Tras escuchar las palabras del hombre vestido de negro, Li Zhoujun claramente se quedó atónito por un instante.
Cuando reaccionó, dijo con una expresión de disculpa:
—Perdón, es que ustedes dos se parecen demasiado.
—¡Nacimos del mismo vientre, claro que nos parecemos! —bufó Su Shenhua, luego fijó la mirada en Li Zhoujun y dijo—. Salvaste a mi hermanita. Dime, ¿cuál es tu deseo?
Li Zhoujun: “???”
—¿Píldoras o habilidades y técnicas divinas? —continuó preguntando Su Shenhua.
—No las necesito —respondió Li Zhoujun.
—¿Hmm? —Su Shenhua se quedó un momento desconcertado, luego soltó una risa—. Muchacho, eres bastante interesante, ¿sabes? ¿Te das cuenta de que cultivar no es nada fácil? ¡Las oportunidades deben aprovecharse y atesorarse!
—De verdad no las necesito —dijo Li Zhoujun con impotencia, mientras al mismo tiempo activaba su habilidad de División Cinco-Cinco, confirmando que este Su Shenhua tenía una cultivación de Dao Lord de Noveno Grado.
En ese momento, Li Zhoujun sintió curiosidad y preguntó:
—Eres un Dao Lord de Noveno Grado, entonces ¿por qué no actuaste cuando tu hermanita estaba en peligro?
—¿Crees que ese burro calvo se echó para atrás contigo sin razón alguna? —rió Su Shenhua—. Yo destruí su guarida vieja.
Li Zhoujun: “…”
De pronto, Su Shenhua frunció el ceño y miró a Li Zhoujun con una expresión escrutadora.
—Este no ha revelado nada de su aura de cultivación… ¿Cómo fue que viste a través de mi nivel? ¿Quién demonios eres tú exactamente?
—Solo soy un viajero de paso, recorriendo y haciendo turismo —dijo Li Zhoujun, extendiendo las manos.
Naturalmente, Su Shenhua no creyó las palabras de Li Zhoujun.
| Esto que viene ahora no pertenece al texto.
PR #5282, opened 2024-12-03
Refactored CVP Conversion to Removal of CVP.

IllianiCBT:
Removed the conversion of victory points to support points and replaced it with a GM function to remove victory points.

At will SP is very powerful, and while recent changes have reduced the effectiveness of SP, it was decided that we should remove at will SP sources.

Players are awarded with extra XP if they get over a certain number of CVP, meaning excess CVP are not wasted.

The primary source of SP is Admin/Transport personnel who generate monthly SP.


HammerGS (approved):
Co-Pilot sees no issues.

PR #5283, opened 2024-12-03
Adjusted Support Points Negotiation Logic

IllianiCBT:
Adjusted the logic for calculating negotiated support points.

Each month personnel in the Admin/Transport role use their administration skill to generate Support Points. Previously the number of Support Points that could be generated was capped at the number of Sectors assigned to the contract.

This PR changes this so that the maximum number of Support Points that can be generated, per month, is equal to the number of combat forces required by the contract.

Furthermore, for every 4 points a character exceeds their Admin skill check, that character will generate an extra Support Point. This should allow Elite personnel to carry less skilled characters.


HammerGS (approved):
Co-Pilot sees no issues.

HammerGS (approved):

PR #5286, opened 2024-12-03
Removed Predictable Scenario Generation Schedule

IllianiCBT:
Previously scenarios would always be spawned on a Monday, with the player having advanced notice for all scenarios that would be encountered that week.  I've received a lot of feedback over the past months from the dev team and streamers that this creates a very predictable timetable of affairs which, while very civilized, removes a lot of tension from deployments.

Now, every Monday, we make scenario rolls as normal. For every scenario scheduled we secretly store a date. On that date we will spawn the scenario. The player will still have some forewarning, based on the deployment time for the chosen sector, however this makes engagements a lot less predictable.


IllianiCBT:
Added more intelligent force picking for Integrated contracts.

Previously it would just pick a random force from a list of available combat forces. Now it creates a pool with intact forces having a higher chance of being picked over less operational forces.

HammerGS (approved):
Co-Pilot sees no issues.

HammerGS:
@IllianiCBT Merge Conflicts

PR #5287, opened 2024-12-03
Added Sector Column to `ScenarioTableModel`

IllianiCBT:
Implemented a new sector column in the `ScenarioTableModel` to display relevant sector information for StratCon scenarios. This changes improves the user interface by ensuring users know which sector they should be looking in, when trying to track down a scenario for deployment purposes.


HammerGS (approved):
Co-Pilot sees no issues.

PR #5292, opened 2024-12-04
Updated Sector Display & Expanded Scenario Information

IllianiCBT:
This PR updates the StratCon sector display to display a list of sectors, rather than using a drop-down. This makes it easier for users to spot how many sectors they are assigned to, for any given contract.

I also went ahead and expanded the scenario information to include ally (including player) and hostile (including 3rd parties) BV. This should make it easier for users to determine what forces to assign to what scenario without needing to bounce between the AO and Briefing tabs quite as much.

Players currently on Integrated contracts, when updating, will notice a minor visual bug where things don't use the best alignment. It's very minor and doesn't break anything. This bug will not exist for campaigns that pick Integrated contracts _after_ updating.


IllianiCBT:
Also, I hate GUI work.

PR #5339, opened 2024-12-11
Refactored Cargo Capacity Calculations and Reporting.

### LINKED ISSUE #5324: Implemented Resupply Module #4518 - MekHQ not recognizing Cargo Mek's cargo capacity, relevant for Logistics Overhaul/Upgrade

### Severity *

### Brief Description *

Using two salvaged Daedalus 'meks, I was trying to get a convoy working, and got it set up and assigned. The issue presents in MekHQ - it does not recognize the meks as having any cargo capacity. It picks up 4.35 tons from an insulated cargo space on a Coolant Truck (Hover) and truncates to 4 tons, but does not pick up the combined 30 tons in the two stock Daedalus GTX2A 'Stevedore' meks. This is relevant for satisfying logistical requirements for the resupply feature.
image
image
image
image

### Steps to Reproduce

_No response_

### Operating System *

Windows 10

### Java Version *

17

### MekHQ Suite Version *

None

### Custom MekHQ Version

 Implemented Resupply Module #4518 

### Attach Files

_No response_

### Final Checklist

IllianiCBT:
Campaign cargo capacity was not correctly reporting cargo units stored in non-bays. For example, many industrial 'Meks have parts labeled 'cargo'. Mechanically, these are not cargo containers so do not get picked up as available cargo. I believe the intent is that at TW level these units are always presumed to be carrying cargo of some description. Rather than this being available cargo space.

I went ahead and modified how we fetch total cargo capacity from a unit, so now these amorphous 'cargo' parts are considered cargo capacity. This uses string comparison which is not my favorite method, but after a while searching through our codebase it doesn't seem we have a better option as these 'cargo' parts are not treated as special equipment so we don't have another way to confirm whether the part we're looking at _is_ 'cargo'.

I also adjusted cargo capacity so that units that are not fully crewed do not contribute cargo capacity. No more filling the hangar with empty cargo trucks.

Lo miró fijamente durante un buen rato antes de decir:
—Te lo advierto: si tienes intenciones contra mí, está bien. Pero si te atreves a tocar aunque sea un solo pelo de gato de mi hermanita, enfrentarás mi ira.
—No tengo ningún interés en ti, pero sí admiro bastante a tu hermanita —dijo Li Zhoujun.
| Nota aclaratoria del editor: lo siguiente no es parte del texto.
PR #5355, opened 2024-12-13
Disable Advance Day Button While Advance Day is in Progress

IllianiCBT:
Added logic to disable the Advance Day button to prevent multiple activations while the advance day event is still being resolved. Re-enabled the button after the process completes, ensuring proper functionality and avoiding unintended behavior.

### DIFF
--- a/MekHQ/src/mekhq/gui/CampaignGUI.java
+++ b/MekHQ/src/mekhq/gui/CampaignGUI.java
@@ -1635,8 +1635,21 @@ public class CampaignGUI extends JPanel {
                 if (getCampaign().isWorkingOnRefit(tech) || tech.isEngineer()) {
                     continue;
                 }
-                String nameBuilder = "<html>" + tech.getFullName() + ", <b>" + SkillType.getColoredExperienceLevelName(tech.getSkillLevel(getCampaign(), false)) + "</b> " + tech.getPrimaryRoleDesc() + " (" + getCampaign().getTargetFor(r, tech).getValueAsString() + "+), " + tech.getMinutesLeft() + '/' + tech.getDailyAvailableTechTime() + " minutes</html>";
-                name = nameBuilder;
+                StringBuilder nameBuilder = new StringBuilder(128);
+                nameBuilder.append("<html>")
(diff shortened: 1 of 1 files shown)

—Admirarla está bien —asintió Su Shenhua con profunda aprobación—. Yo también la admiro. Pensar que, para devolver un favor, estaría dispuesta a renunciar a su libertad, adoptar la apariencia de un muerto y ponerse grilletes a sí misma.
—¿Y qué pasaría si los otros tres grandes academias descubren que el Wu Benxiong que tu hermanita está suplantando es falso? —preguntó Li Zhoujun con curiosidad en ese momento.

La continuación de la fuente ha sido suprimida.